Last month the director general of the traffic department issued a statement about the mandatory car insurance policies. He said that his department would accept all policies issued by foreign insurance companies and that the insurance was not the monopoly of any one company. The one company he referred to, as we are well aware, is the National Company for Cooperative Insurance (NCCI).
Yet since the introduction of the new system, NCCI has been relentless in telling everybody that it is the sole company authorized to issue the mandatory policy. For whatever reasons, some newspapers have added to the general public confusion and uncertainty.
The most affected have been motorists who had already fully insured their vehicles with national companies acting as agents for foreign insurance firms. As a result of the confusion, these people believed that the policies issued to them were invalid and that they had to buy a policy from NCCI. In fact, many bought the NCCI policy, thus incurring an additional and totally unnecessary expense.

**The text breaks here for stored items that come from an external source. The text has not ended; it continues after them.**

PR #2589, opened 2021-06-30
Handle retry succeeded notifications

tmasternak:


src/ServiceControl/Operations/RetryConfirmationProcessor.cs
```diff
@@ -0,0 +1,83 @@
...
+            var storedContexts = new List<MessageContext>(contexts.Count);
+            var allCommands = new List<ICommandData>(contexts.Count);
+
+            foreach (var context in contexts)
+            {
+                try
+                {
+                    var commands = ProcessOne(context);
+                    allCommands.AddRange(commands);
+                    storedContexts.Add(context);
```
timbussmann, line 36: why do we need to return a new collection that would contain the same elements as the `context` parameter?

src/ServiceControl.Audit/Recoverability/FailedMessagesFeature.cs
```diff
@@ -28,21 +30,36 @@ public void Enrich(AuditEnricherContext context)
...
                 context.Metadata.Add("IsRetried", hasBeenRetried);
 
-                if (!hasBeenRetried)
+                if (!hasBeenRetried || isAckHandled)
                 {
                     return;
                 }
 
-                context.AddForSend(new MarkMessageFailureResolvedByRetry
+                if (hasAckQueue && isNewRetry)
```
tmasternak, line 45: Do we need `isNewRetry`? If the message has `ack-queue` header is had to be generated from a version of SC that is based on the `UniqueMessageId`. Right?

src/ServiceControl/CompositeViews/Messages/ScatterGatherApiMessageView.cs
```diff
@@ -31,9 +32,17 @@ protected override IList<MessagesView> ProcessResults(HttpRequestMessage request
                     }
                 }
 
-                combined.AddRange(messagesViews);
+                //HINT: De-duplicate the results as some messages might be present in multiple instances (e.g. when they initially failed and later were successfully processed)
+                foreach (MessagesView messagesView in messagesViews)
+                {
+                    if (!deduplicated.ContainsKey(messagesView.MessageId))
+                    {
+                        deduplicated.Add(messagesView.Id, messagesView);
```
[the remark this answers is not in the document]
SzymonPobiega: The `ScatterGatherApi` `Execute` guarantees that the first results batch is going to be fetched from local main instance store. But I'll add a comment that mentions this.

src/ServiceControl/Operations/RetryConfirmationProcessor.cs
SzymonPobiega: You mean the `storedContexts`? We need to return it because it may contain less elements than the input parameter if one of the messages failed to be processed. In that case there will be no commands associated with it and also we won't be forwarding that message to the error.log queue nor publishing integration events.

src/ServiceControl/CompositeViews/Messages/ScatterGatherApiMessageView.cs
```diff
@@ -29,11 +30,18 @@ protected override IList<MessagesView> ProcessResults(HttpRequestMessage request
...
                     }
-                }
 
-                combined.AddRange(messagesViews);
+                    //HINT: De-duplicate the results as some messages might be present in multiple instances (e.g. when they initially failed and later were successfully processed)
+                    //The Execute method guarantees that the first item in the results collection comes from the main SC instance so the data fetched from failed messages has
+                    //precedence over the data from the audit instances.
+                    if (!deduplicated.ContainsKey(result.MessageId))
+                    {
+                        deduplicated.Add(result.Id, result);
```
tmasternak, line 39: Should we be using `MessageId` here as well?

src/ServiceControl/Operations/RetryConfirmationProcessor.cs
timbussmann: but it doesn't really look like the returned elements is smaller than the incoming one for the retry confirmation processor? There isn't really anything in this part of the code path that is expected to go wrong?

timbussmann (commented):
what happens in the scenario of "new SC", "new endpoint" and "old audit instance"?

src/ServiceControl.Audit/Auditing/AuditPersister.cs
```diff
@@ -64,7 +65,7 @@ public async Task<IReadOnlyList<MessageContext>> Persist(List<MessageContext> co
                 var inserts = new List<Task>(contexts.Count);
                 foreach (var context in contexts)
                 {
-                    inserts.Add(ProcessMessage(context));
+                    inserts.Add(ProcessMessage(context, dispatcher));
```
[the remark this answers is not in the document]
SzymonPobiega: I looked at the code path and it seems it would be complex. The `IMessageSession` comes from the host that starts NSB but `IDispatchMessages` comes from the raw endpoint which lifecycle is managed by `AuditIngestion` class.

There is probably a lot of accidental complexity in `AuditImporter`, `AuditIngestion`, `AuditIngestionComponent`, `AuditIngestor` and `AuditPersister` classes but I think dealing with it would require a separate PR.

src/ServiceControl.MultiInstance.AcceptanceTests/Recoverability/When_a_message_retry_audit_from_old_sc_is_sent_to_audit_instance.cs
```diff
@@ -0,0 +1,125 @@
...
+    using NServiceBus.AcceptanceTesting;
+    using NServiceBus.Pipeline;
+    using NServiceBus.Settings;
+    using NUnit.Framework;
+    using ServiceControl.Infrastructure;
+    using TestSupport;
+    using TestSupport.EndpointTemplates;
+
+    [RunOnAllTransports]
+    class When_a_message_retry_audit_from_old_sc_is_sent_to_audit_instance : AcceptanceTest
```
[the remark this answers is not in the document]
SzymonPobiega: This test removes the `AcknowledgementQueue` header so it should cover two scenarios:
 - Old SC sending a retry message to a new endpoint
 - New SC sending a retry message to an old endpoint
 
 In both of these cases the endpoint logic is not executed and we end up going through the audit path.

src/ServiceControl.MultiInstance.AcceptanceTests/Recoverability/When_a_message_retry_audit_from_old_sc_is_sent_to_audit_instance.cs
```diff
@@ -0,0 +1,125 @@
...
+                    var result = await GetFailedMessage(c);
+                    failure = result;
+                    if (!result)
+                    {
+                        return false;
+                    }
+
+                    if (failure.Status == FailedMessageStatus.Unresolved)
+                    {
+                        await IssueRetry(c, () => this.Post<object>($"/api/errors/{failure.UniqueMessageId}/retry", null, null, ServiceControlInstanceName));
```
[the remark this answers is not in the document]
SzymonPobiega: Yep, you are right. This test needs some love.

src/ServiceControl/Operations/RetryConfirmationProcessor.cs
SzymonPobiega: Ah yes. Sorryg, was thinking about failed messages.

src/ServiceControl.MultiInstance.AcceptanceTests/Recoverability/When_a_message_retry_audit_from_old_sc_is_sent_to_audit_instance.cs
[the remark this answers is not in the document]
SzymonPobiega: Actually I checked and the `IssueRetry` method sets a flag and then checks it to ensure the retry is issued only once so we are good.

src/ServiceControl.MultiInstance.AcceptanceTests/Recoverability/When_a_message_retry_audit_from_old_sc_is_sent_to_audit_instance.cs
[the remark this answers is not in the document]
timbussmann: discussed this with Szymon on the sync. We think these test cases could actually be done as audit acceptance tests instead of multi-instance tests, as we don't really need the full setup to test the audit behavior. The only need for a multi-instance test is to verify that an enabled audit instance does not mess up with the new retry confirmation path (which only requires the main instance to work), e.g. by messing up query data (through duplicates).

src/ServiceControl/Operations/RetryConfirmationProcessor.cs
SzymonPobiega: We discussed that and we concluded that we can remove the complexity for the retry confirmation path.

src/ServiceControl.Audit/Auditing/AuditIngestionComponent.cs
```diff
@@ -57,16 +57,21 @@ AuditIngestionCustomCheck.State ingestionState
...
 
-                    receivedMeter.Mark();
+                         await channel.Writer.WriteAsync(messageContext).ConfigureAwait(false);
+                         await taskCompletionSource.Task.ConfigureAwait(false);
+                     }
 
-                    await channel.Writer.WriteAsync(messageContext).ConfigureAwait(false);
-                    await taskCompletionSource.Task.ConfigureAwait(false);
-                },
+                     return settings.OnMessage(messageContext.MessageId, messageContext.Headers, messageContext.Body, Process);
```
timbussmann, line 73: I don't remember the details but I thought there were some delegate caching issues when using method groups. Might be worth to double check. (https://github.com/dotnet/roslyn/issues/5835)

src/ServiceControl/Operations/ErrorIngestionComponent.cs
```diff
@@ -44,28 +42,37 @@ class ErrorIngestionComponent
...
+            var errorProcessor = new ErrorProcessor(bodyStorageEnricher, enrichers, failedMessageEnrichers, domainEvents, ingestedMeter);
+            var retryConfirmationProcessor = new RetryConfirmationProcessor(domainEvents);
 
-            var ingestion = new ErrorIngestion(async messageContext =>
-                {
-                    var taskCompletionSource = new TaskCompletionSource<bool>(TaskCreationOptions.RunContinuationsAsynchronously);
-                    messageContext.SetTaskCompletionSource(taskCompletionSource);
+            ingestor = new ErrorIngestor(errorProcessor, retryConfirmationProcessor, documentStore, bulkInsertDurationMeter, settings.ForwardErrorMessages, settings.ErrorLogQueue);
+
+            async Task Process(MessageContext messageContext)
```
timbussmann, line 57: maybe move to the end of the function to be less interrupting when reading through the method

src/ServiceControl/Operations/RetryConfirmationProcessor.cs
```diff
@@ -0,0 +1,66 @@
...
+        const string RetryUniqueMessageIdHeader = "ServiceControl.Retry.UniqueMessageId";
+
+        public RetryConfirmationProcessor(IDomainEvents domainEvents)
+        {
+            this.domainEvents = domainEvents;
+        }
+
+        public IReadOnlyCollection<ICommandData> Process(List<MessageContext> contexts)
+        {
+            var allCommands = new List<ICommandData>(contexts.Count);
```
timbussmann, line 25: that list would be too small by default given we return two commands per context?

src/ServiceControl/Recoverability/Retrying/Infrastructure/ReturnToSender.cs
```diff
@@ -27,6 +29,7 @@ public virtual async Task HandleMessage(MessageContext message, IDispatchMessage
             var outgoingHeaders = new Dictionary<string, string>(message.Headers);
 
             outgoingHeaders.Remove("ServiceControl.Retry.StagingId");
+            outgoingHeaders["ServiceControl.Retry.AcknowledgementQueue"] = settings.ErrorQueue;
```
timbussmann, line 32: will that be the correct address for remote endpoints? e.g. when using MSMQ?

timbussmann (approved):

src/ServiceControl.Audit.AcceptanceTests/Recoverability/When_a_successful_retry_is_detected.cs
```diff
@@ -1,49 +1,72 @@
...
 
-                    options.SetHeader(uniqueMessageIdHeaderName, failedMessageId);
+                    options.SetHeader("ServiceControl.Retry.UniqueMessageId", failedMessageId);
+                    options.SetHeader("ServiceControl.Retry.AcknowledgementQueue", Conventions.EndpointNamingConvention(typeof(AcknowledgementSpy)));
                     options.RouteToThisEndpoint();
                     return s.Send(new MyMessage(), options);
                 }))
-                .Done(async c =>
+                .WithEndpoint<AcknowledgementSpy>()
+                .Done(c => c.AcknowledgementSent)
```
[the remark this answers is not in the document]
tmasternak: This test has been removed in favour of direct enriched tests

src/ServiceControl/Operations/ErrorIngestionComponent.cs
tmasternak: The message filtering logic has been refactored and there is no longer a local function defined.

src/ServiceControl.Audit/Auditing/AuditIngestionComponent.cs
tmasternak: The message filtering logic has been refactored and we no longer use a method group.

src/ServiceControl/Recoverability/Retrying/Infrastructure/ReturnToSender.cs
SzymonPobiega: Great catch @timbussmann ❤️  If we released it as-was it would have been a disaster. We fixed it by doing some `TransportInfrastructure` hackery and I've checked in debug that now it sets proper queue name i.e. `error@LAPTOP-PHIOSCQO`

src/ServiceControl/Operations/RetryConfirmationProcessor.cs
SzymonPobiega: :+1: Fixed now

PR #2603, opened 2021-08-02
Remove machine name when using logical queues

WilliamBZA:


ramonsmits:
@WilliamBZA Closing this as https://github.com/Particular/ServiceControl/pull/2602 is already merged and this seems like a duplicate.

ramonsmits (approved):
As https://github.com/Particular/ServiceControl/pull/2602 is already merged that was for release 4.20 this is to update master and is the same fix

One paper carried a report, quoting officials at the traffic department as saying that policies issued by all insurance companies operating in the country are acceptable. In the same paper, NCCI’s marketing manager expressed surprise at other companies being allowed to issue policies. Then who can we, the public, believe? The traffic department or NCCI? Those papers that gave publicity to NCCI’s claims should stop confusing the public by showing some journalistic integrity and clearing the matter up once and for all.